SCENARIOS: WHEN DIPLOMATS COLLIDE WITH THE LAWS OF HOSTS

  • November 13, 2006. New York City: Fred Matwanga, Kenyan diplomat to the United Nations, is taken into police custody by officers responding to reports that he had assaulted his son but is released after police discover he has a United States Department of State-issued credential identifying him as a diplomat.
  • December 9, 2009. Tanzania: Canadian Juniro Envoy Jean Touchette is arrested after it is reported that he spat at a traffic police officer on duty in the middle of a traffic jam in the Banana district on the outskirts of the capital city.
  • April 2010: A Qatari diplomat is arrested for smoking in the toilet on a US-bound flight and joking, upon questioning by flight attendants, that he was trying to light his shoe, a reference to the shoe-bomber Richard Reid.
  • January 27, 2011. Pakistan: An American embassy employee, Raymnond Davis Allen, shoots and kills two Pakistani civilians.
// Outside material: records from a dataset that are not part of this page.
PR #3410, opened 2026-06-10
fix: Fix unit selection in file type

### LINKED ISSUE #3408: Unit selection for files question not working correctly
While testing file upload questions, I noticed another issue that may be related to usability.

When configuring the maximum file size for a file upload question, the unit selector (kB / MB / GB) does not work correctly. The dropdown opens, but I am unable to change the unit. It remains unchanged and appears to result in an error.

I am not sure whether this is a bug or related to my setup, but I wanted to mention it here in case others experience the same problem.

_Ursprünglich gepostet von @lichtenfelsjw-gif in https://github.com/nextcloud/forms/issues/3407#issuecomment-4671467167_

Koc:
Closes #3408

## 🤖 AI (if applicable)
- [ ] The content of this PR was partly or fully generated using AI

### DIFF
--- a/src/FormsSettings.vue
+++ b/src/FormsSettings.vue
@@ -22,7 +22,7 @@
 				:placeholder="t('forms', 'Select groups')"
 				class="forms-settings__creation__multiselect"
 				label="displayName"
-				@input="onCreationAllowedGroupsChange" />
+				@update:modelValue="onCreationAllowedGroupsChange" />
 		</NcSettingsSection>
 		<NcSettingsSection
 			:name="t('forms', 'Confirmation emails')"
--- a/src/components/Questions/Question.vue
+++ b/src/components/Questions/Question.vue
@@ -102,7 +102,7 @@
 						:labelOutside="false"
 						:showTrailingButton="false"
 						:modelValue="name"
-						@input="onNameChange">
+						@update:modelValue="onNameChange">
 						<template #icon>
 							<NcIconSvgWrapper :svg="IconIdentifier" />
 						</template>
@@ -374,8 +374,8 @@ export default {
 			this.$emit('update:description', target.value)
 		},
 
-		onNameChange({ target }) {
-			this.$emit('update:name', target.value)
+		onNameChange(name) {
+			this.$emit('update:name', name)
 		},
 
 		onRequiredChange(isRequired) {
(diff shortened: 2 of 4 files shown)


Chartman123:
Nice, thanks :) do we have to adjust the other `@input`'s in the menu, too?

Koc:
I thought about that as well :handshake: but it works fine with even with `@input` :man_shrugging: . So I've decided to reduce amount of changes.

If you want - I can adjust all of them, just say

Chartman123:
Yes, would be nice :)

`@input` is no longer listed in the events section of the style guide. so might stop working sometime in the future :)

https://nextcloud-vue-components.netlify.app/#/Components/NcActions

Please also have a look at the custom file extensions, in my prod instance the field only takes numbers

Koc:
@Chartman123 I did more changes, but...

1. there are short answer question type that relies on `event?.isComposing` (used for Chineese/Japanese). Sorry, but I have no any idea how to combine this with `update:modelValue`, it seems like we still need `@input` for that
2. extension selection not works for me. It works fine for [vue-select](https://vue-select.org/guide/values.html#tagging) but not works for [Nextcloud](https://vue-select.org/guide/values.html#tagging) wrapper. Looks like a bug on `nextcloud-libraries/nextcloud-vue` side

feel free to push to my branch

Chartman123:
> 1. it seems like we still need `@input` for that

Yes, I think so, too 👍🏻 

I could fix the extension selection by adding a key to the NcActionInput. Please test it :) If it's working on your instance, too, you can squash the commits and rebase on main :)

src/components/Questions/QuestionShort.vue
```diff
@@ -60,7 +60,7 @@
 					ref="regexInput"
 					:label="t('forms', 'Regular expression for input validation')"
 					:modelValue="validationRegex"
-					@input="onInputRegex"
+					@update:modelValue="onInputRegex"
```
Koc: IMHO this will not work. 

Before: `onInputRegex` receives an event with properties, including `isComposing`
Now: `onInputRegex` receives string primitive

Koc:
wow, with `key` helped. But how it works? Was the problem caused by reusing of another component?

I've reverted changes in the `QuestionShort.vue` (see comment)

Chartman123:
Copilot suggested that it might have come from and interfered with some other type value in the attrs passed to the component...

Chartman123 (approved):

According to Davis, they were about to rob him and he acted in defence.
  • when detained by police, Davis claims to be a consultant at the US consulate in Lahore.
  • He is formally arrested and remanded in custody. Further investigations reveal that he was working with the CIA as a contractor in Pakistan.

    The US State Department declares him a diplomat and repeatedly requests immunity under the Vienna Convention on Diplomatic Relations to which Pakistan is a signatory. Police officials identify the dead men as Faheem Shamshad, 26, and Faizan Haider, 22. A third person, Muhammad Abad ur Rehman, was struck and killed by a US consulate car responding to the shooting. The wife of one of the slain men subsequently commits suicide, reportedly out of fear that Davis will not be prosecuted in the Pakistani judicial system.

  • April 10, 2011. Islamabad, Pakistan: Patrick Kibuta, an electrical engineer in the United Nations military observer group, caused a serious collision with another vehicle while under the influence of alcohol. According to police reports, Kibuta, who was driving in the opposite lane, collided with a vehicle driven by a Canadian citizen residing in Islamabad. The victim suffered multiple fractures and required urgent surgery for her injuries. The accident occurred in the F6/1 section of Islamabad, and the Kohsar police impounded Kibuta’s UN vehicle on the scene. A lab draw at a nearby hospital confirmed that he had an elevated blood alcohol level. Charges for reckless and drunken driving are filed against Kibuta, who enjoyed diplomatic immunity.